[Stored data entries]
+-------+

PR #525, opened 2022-06-01
Add command to fix incorrectly deleted fields from containers tables

AdrienClairembault:
Internal ref: !24075.

EDITED after #526 (see comments)

An issue affected field removal in 1.15.0, 1.15.1 and 1.15.2.
Using these versions, removing a field from a container would drop the field from glpi_plugin_fields_fields but not from the custom container table.

This command remove these incorrectly deleted fields.

Command examples:
image

Unrelated changes kept from the previous iteration:
* Add `PluginFieldsContainerTemplate` base class for custom containers classes in order to reduce the generated php classes for each containers.

The main advantage is that you can edit the generic code directly from `PluginFieldsContainerTemplate` and it will impact all custom container classes without having to "regenerate" the PHP files of these custom classes.

### DIFF
--- a/inc/migration.class.php
+++ b/inc/migration.class.php
@@ -28,96 +28,227 @@
  * -------------------------------------------------------------------------
  */
 
-class PluginFieldsMigration extends Migration {
+class PluginFieldsMigration extends Migration
+{
+    public function __construct($ver = "")
+    {
+        parent::__construct($ver);
+    }
 
-   function __construct($ver = "") {
-      parent::__construct($ver);
-   }
+    public static function install(Migration $migration, $version)
+    {
+        global $DB;
 
-   static function install(Migration $migration, $version) {
-      global $DB;
+        $fields_migration = new self();
 
-      $fields_migration = new self;
+        if ($DB->tableExists("glpi_plugin_customfields_fields")) {
+            if (!$fields_migration->updateFromCustomfields()) {
+                return false;
+            }
+        }
 
-      if ($DB->tableExists("glpi_plugin_customfields_fields")) {
-         if (!$fields_migration->updateFromCustomfields()) {
-            return false;
-         }
-      }
+        return true;
+    }
 
-      return true;
-   }
+    public static function uninstall()
+    {
+        return true;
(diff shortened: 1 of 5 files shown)


cedric-anne:
Even if such a solution would work, I think it would be better to delete data from DB when field/dropdown is deleted, for instance in `PluginFieldsField::pre_deleteItem()` and in `PluginFieldsDropdown::destroy()`.
For existing data, cleaning could be handled in migration.

AdrienClairembault:
Actually, after re-reading the code I've found that deletion was just broken since 1.15.0.

`removeField` was called with the wrong parameters since https://github.com/pluginsGLPI/fields/commit/954864bbd0b8817f9a7815f6447c49fa9d6cbd95#diff-8fd65f1eb4cf4f2c2b956a535e6de83c36b63bfabfd1a3c9131b99a39e47b9a7L219

inc/migration.class.php
```diff
@@ -28,96 +28,227 @@
...
-
-      $default_key_sign = DBConnection::getDefaultPrimaryKeySignOption();
-
-      $fields = [];
-      switch (true) {
-         case $field_type === 'header':
-            // header type is for read-only display purpose only and has no SQL field
-            break;
-         case $field_type === 'dropdown':
-         case preg_match('/^dropdown-.+/i', $field_type):
```
cedric-anne, line 98: `case preg_match('/^dropdown-.+/i', $field_type):` was a legitimate case and should be preserved.

Diff is huge here, and it is hard to validate the code. Unless I am wrong, if #528 is merged, only the new command and corresponding `PluginFieldsMigration` methods are required.

I would prefer serarate PR for PSR-12 migration and for migration of PHP template files to abstract classes (should be done globally). We could work on these later.

AdrienClairembault: Ok, let's merge #528 and then I'll open separate PR for each topics.

PS: for the huge diff, it's mostly whitespaces and you can ignore them:
image

AdrienClairembault:
Replaced by #532.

+-------+

- [Goal of the exercise]
From the data above, return every line from the line that has "This command remove" up to and including the line that has "for each containers.", exactly.

- [Written response]
This command remove these incorrectly deleted fields.

Command examples:
image

Unrelated changes kept from the previous iteration:
* Add `PluginFieldsContainerTemplate` base class for custom containers classes in order to reduce the generated php classes for each containers.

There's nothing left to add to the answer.